Section 1(3) of the BLA provides that an “improvement” (defined as “anything made, constructed, erected, built, altered, repaired or added to, in or under land, and attached to it or intended to become part of it, and also includes any clearing, excavating, digging, drilling, tunneling, filling, grading or ditching of, in, on or under land”) is complete when all “or a substantial part of it is ready for use or is being used for the purpose intended”.

TDM argued that neither the Work nor the “improvement” were completed in the summer of 2019 as the Work was only a part of the intended “improvement”, namely, the development of the subdivision lots, none of which had structures erected on them in the summer of 2019. TDM relied on the decision of NR Excavating & Services Ltd. v. Mand, 2013 BCSC 723 [NR Excavating] for the proposition that excavation and civil services (which TDM provided) were not separate or distinct improvements under the BLA, but rather, properly understood as component parts of a larger improvement – in this case, the development as a whole. As TDM argued, when measured from completion of an “improvement” the 45 day lien period could only commence on completion of the planned development on the subdivision lots.

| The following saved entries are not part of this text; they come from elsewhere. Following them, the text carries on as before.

PR #487, opened 2023-05-22
add useAudioPlayback hook and expose existing hooks

Ocupe:
Add `usePreviewDevice`, `useStartAudio` and newly created `useAudioPlayback` hooks to public API.

### DIFF
--- a/packages/react/etc/components-react.api.md
+++ b/packages/react/etc/components-react.api.md
@@ -427,6 +427,12 @@ export type TrackToggleProps<T extends ToggleSource> = Omit<React_2.ButtonHTMLAt
     captureOptions?: CaptureOptionsBySource<T>;
 };
 
+// @alpha
+export function useAudioPlayback(room: Room): {
+    canPlayAudio: boolean;
+    startAudio: () => Promise<void>;
+};
+
 // @public (undocumented)
 export function useChat(): {
     send: ((message: string) => Promise<void>) | undefined;
@@ -705,10 +711,18 @@ export function useSortedParticipants(participants: Array<Participant>): Partici
 export const useSpeakingParticipants: () => Participant[];
 
 // @alpha
-export function useStartAudio(room: Room): {
+export function useStartAudio({ room, props }: UseStartAudioProps): {
+    mergedProps: React_2.HTMLAttributes<HTMLElement>;
     canPlayAudio: boolean;
-    startAudio: () => void;
 };
+
+// @alpha (undocumented)
+export interface UseStartAudioProps {
+    // (undocumented)
+    props: React_2.ButtonHTMLAttributes<HTMLButtonElement>;
+    // (undocumented)
+    room: Room;
+}
 
 // @alpha
 export function useSwipe(element: React_2.RefObject<HTMLElement>, options?: UseSwipeOptions): void;
--- a/packages/react/etc/components-react.api.md
+++ b/packages/react/etc/components-react.api.md
@@ -428,7 +428,7 @@ export type TrackToggleProps<T extends ToggleSource> = Omit<React_2.ButtonHTMLAt
 };
 
 // @alpha
-export function useAudioPlayback(room: Room): {
+export function useAudioPlayback(room?: Room): {
     canPlayAudio: boolean;
     startAudio: () => Promise<void>;
 };
@@ -721,7 +721,7 @@ export interface UseStartAudioProps {
     // (undocumented)
     props: React_2.ButtonHTMLAttributes<HTMLButtonElement>;
     // (undocumented)
-    room: Room;
+    room?: Room;
 }
 
 // @alpha
--- a/packages/react/etc/components-react.api.md
+++ b/packages/react/etc/components-react.api.md
@@ -15,8 +15,10 @@ import { ConnectionState as ConnectionState_2 } from 'livekit-client';
 import { DataSendOptions } from '@livekit/components-core';
 import type { GridLayout as GridLayout_2 } from '@livekit/components-core/dist/helper/grid-layouts';
 import { HTMLAttributes } from 'react';
+import type { LocalAudioTrack } from 'livekit-client';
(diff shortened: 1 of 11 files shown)


packages/react/src/components/controls/StartAudio.tsx
```diff
@@ -5,35 +5,32 @@ import { useRoomContext } from '../../context';
...
 
-interface UseStartAudioProps {
-  room: Room;
-  props: React.ButtonHTMLAttributes<HTMLButtonElement>;
-}
-
-export function useStartAudio({ room, props }: UseStartAudioProps) {
-  const { className, roomAudioPlaybackAllowedObservable, handleStartAudioPlayback } = React.useMemo(
+/**
+ * In many browser to start audio playback, the user must perform a user-initiated event such as clicking a button.
```
lukasIO, line 9: nit: missing `s` on browsers.

packages/react/src/components/controls/StartAudio.tsx
```diff
@@ -5,35 +5,32 @@ import { useRoomContext } from '../../context';
...
+ * The `useStatAudio` hook returns an object with a boolean `canPlayAudio` flag
```
lukasIO, line 10: nit: typo

packages/react/src/components/controls/StartAudio.tsx
```diff
@@ -5,35 +5,32 @@ import { useRoomContext } from '../../context';
...
+ * that indicates whether audio playback is allowed in the current context,
+ * as well as a `startAudio` function that can be called in a button `onClick` callback to start audio playback in the current context.
+ *
+ * @see Autoplay policy on MDN web docs for more info: {@link https://developer.mozilla.org/en-US/docs/Web/API/Web_Audio_API/Best_practices#autoplay_policy}
+ * @alpha
+ */
+export function useStartAudio(room: Room) {
+  const { roomAudioPlaybackAllowedObservable, handleStartAudioPlayback } = React.useMemo(
```
lukasIO, line 18: it's a bit unfortunate that both (this hook and the `StartAudio` button) call the same function `setupStartAudio`. Wondering if we can avoid that.

packages/react/src/components/controls/StartAudio.tsx
```diff
@@ -5,35 +5,32 @@ import { useRoomContext } from '../../context';
...
+/**
+ * In many browser to start audio playback, the user must perform a user-initiated event such as clicking a button.
+ * The `useStatAudio` hook returns an object with a boolean `canPlayAudio` flag
+ * that indicates whether audio playback is allowed in the current context,
+ * as well as a `startAudio` function that can be called in a button `onClick` callback to start audio playback in the current context.
+ *
+ * @see Autoplay policy on MDN web docs for more info: {@link https://developer.mozilla.org/en-US/docs/Web/API/Web_Audio_API/Best_practices#autoplay_policy}
+ * @alpha
+ */
+export function useStartAudio(room: Room) {
```
lukasIO, line 17: I also like `useAudioPlayback` as a more general term. the returned `canPlayAudio` makes more sense with that name imo

lukasIO (commented):
just a couple of hopefully minor things

packages/react/src/components/controls/StartAudio.tsx
Ocupe: `useAudioPlayback` is a better name, but we would break the naming convention of the component and the hook having the same name. I would then move the `useAudioPlayback` component to the hooks folder and remove it from here. What do you think about that?

packages/react/src/components/controls/StartAudio.tsx
Ocupe: The alternative was to hardcode the class name. We could have a gernall hook without the class name and a useStartAudio that wraps the gernall hook, merges props and adds the class name.
Or do you have another suggestion?

lukasIO: I like the approach of splitting it in two! but that would also mean changing core API right?

packages/react/src/components/controls/StartAudio.tsx
lukasIO: that sounds good! (but also seems like if we solve the issue above with two hooks, the naming problem would fix itself because we'd have a general hook anyways)

packages/react/src/components/controls/StartAudio.tsx
Ocupe: As it turned out, no change to the core API was necessary.

packages/react/src/hooks/useAudioPlayback.ts
```diff
@@ -0,0 +1,27 @@
...
+/**
+ * In many browsers to start audio playback, the user must perform a user-initiated event such as clicking a button.
+ * The `useAudioPlayback` hook returns an object with a boolean `canPlayAudio` flag that indicates whether audio
+ * playback is allowed in the current context, as well as a `startAudio` function that can be called in a button
+ * `onClick` callback to start audio playback in the current context.
+ *
+ * @see Autoplay policy on MDN web docs for more info: {@link https://developer.mozilla.org/en-US/docs/Web/API/Web_Audio_API/Best_practices#autoplay_policy}
+ * @alpha
+ */
+export function useAudioPlayback(room: Room): {
```
lukasIO, line 15: should room be optional and `useEnsureRoom(room?)` to make it work with context?

packages/react/etc/components-react.api.md
```diff
@@ -695,6 +710,20 @@ export function useSortedParticipants(participants: Array<Participant>): Partici
 // @public
 export const useSpeakingParticipants: () => Participant[];
 
+// @alpha
+export function useStartAudio({ room, props }: UseStartAudioProps): {
```
lukasIO, line 714: same here, moving `ensureRoom` from the component to the hook seems sensible to me

lukasIO (approved):
nice!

104 and the defendant owners argued that the decision of NR Excavating should not be followed and directed the Court to the decision of Stoneworks, where the Court concluded that “improvement” is to be understood as the specific work and services described in a lien claimant’s contract. Accordingly, as summarized above, the Court in Stoneworks found that the material supplier’s lien filing period began to run when its scope of work was completed.

The Court in TDM Excavating agreed with TDM that the “improvement” was not completed in summer of 2019, and accordingly, that the Lien was filed in time. In making these findings, the Court declined to follow Stoneworks in favour of the reasoning in NR Excavating. As noted by the Court, the decision in Stoneworks appeared to rely on a prior version of the BLA, and did not refer to relevant authority such as NR Excavating.

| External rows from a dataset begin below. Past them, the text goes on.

PR #489, opened 2023-05-22
Stringify room options

### LINKED ISSUE #488: Using options in LiveKitRoom component breaks app

\@livekit/components-react

### What I'm expecting
I want to be able to set the connection options in LiveKitRoom react component without facing any issues

### What happens instead
When connecting, I face the following error:

Screenshot 2023-05-22 at 13 11 35

### Reproduction

1 - Use any setup with LiveKitRoom react component

2 - Add options prop to that component. Here's mine (using the simple example in a fresh git clone):

```
<LiveKitRoom
  token={token}
  serverUrl={process.env.NEXT_PUBLIC_LK_SERVER_URL}
  connect={connect}
  onConnected={() => setIsConnected(true)}
  onDisconnected={handleDisconnect}
  audio={true}
  video={true}
  // HERE vvvv
  options={{
    adaptiveStream: true,
    dynacast: true,
    stopLocalTrackOnUnpublish: true,
    videoCaptureDefaults: {
      resolution: VideoPresets.h360.resolution,
    },
  }}
  ////////////////////
>

...
```

3 - Start server and connect

4 - Profit

### Logs

_No response_

### System Info

```shell
System:
    OS: macOS 13.3.1
    CPU: (8) arm64 Apple M2
    Memory: 113.72 MB / 16.00 GB
    Shell: 5.9 - /bin/zsh
  Binaries:
    Node: 16.20.0 - ~/.nvm/versions/node/v16.20.0/bin/node
    Yarn: 1.22.19 - ~/.nvm/versions/node/v16.20.0/bin/yarn
    npm: 8.19.4 - ~/.nvm/versions/node/v16.20.0/bin/npm
  Browsers:
    Chrome: 113.0.5672.126
    Safari: 16.4
```

### Severity

serious, but I can work around it

### Additional Information

_No response_

lukasIO:
fixes #488

### DIFF
--- a/packages/react/src/components/LiveKitRoom.tsx
+++ b/packages/react/src/components/LiveKitRoom.tsx
@@ -120,7 +120,7 @@ export function useLiveKitRoom(props: LiveKitRoomProps) {
 
   React.useEffect(() => {
     setRoom(passedRoom ?? new Room(options));
-  }, [options, passedRoom]);
+  }, [JSON.stringify(options), passedRoom]);
 
   const htmlProps = React.useMemo(() => mergeProps(rest, setupLiveKitRoom()), [rest]);
 
@@ -186,7 +186,15 @@ export function useLiveKitRoom(props: LiveKitRoomProps) {
       log.debug('disconnecting because connect is false');
       room.disconnect();
     }
-  }, [connect, token, connectOptions, room, onError, serverUrl, simulateParticipants]);
+  }, [
+    connect,
+    token,
+    JSON.stringify(connectOptions),
+    room,
+    onError,
+    serverUrl,
+    simulateParticipants,
+  ]);
 
   React.useEffect(() => {
     if (!room) return;
--- a/.changeset/sweet-gorillas-whisper.md
+++ b/.changeset/sweet-gorillas-whisper.md
@@ -1,0 +1,5 @@
+---
+"@livekit/components-react": patch
+---
+
+Stringify room options


packages/react/src/components/LiveKitRoom.tsx
```diff
@@ -120,7 +120,7 @@ export function useLiveKitRoom(props: LiveKitRoomProps) {
 
   React.useEffect(() => {
     setRoom(passedRoom ?? new Room(options));
-  }, [options, passedRoom]);
+  }, [JSON.stringify(options), passedRoom]);
```
lukasIO, line 123: actually not sure if this is ideal. we do have options that are probably not intended to be stringified... 
e.g. `expWebAudioMix: { audioContext: new AudioContext }`...

Ocupe: Have you tried passing it the `new AudioContext`? Is it possible that `JSON.stringify` would throw an exception in this case?

Maybe it would be better if we wrap the options internally in a useState hook? Downside, you can only set the options once.

lukasIO: audio context (as an example) gets stringified to `{}` which would be fine. Still slightly concerned about other options potentially having an impact here, but will have to look more closely through what we currently offer.

lukasIO: checked again, stringifying should be fine!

In making this decision, the Court provided clarity, confirming that that “improvement” in the BLA is understood as the entire functional structure of a project, not a specific scope of work.

Key Takeaway

This decision provides important clarity on the procedural requirements when filing builders liens on projects where no certificate of completion is issued and there is no “head contract”. In these circumstances, the 45 day lien filing period will likely begin to run on the completion or abandonment of the “improvement”.

This decision is also a good reminder to both owners and contractors to be aware of the lien filing periods on your projects.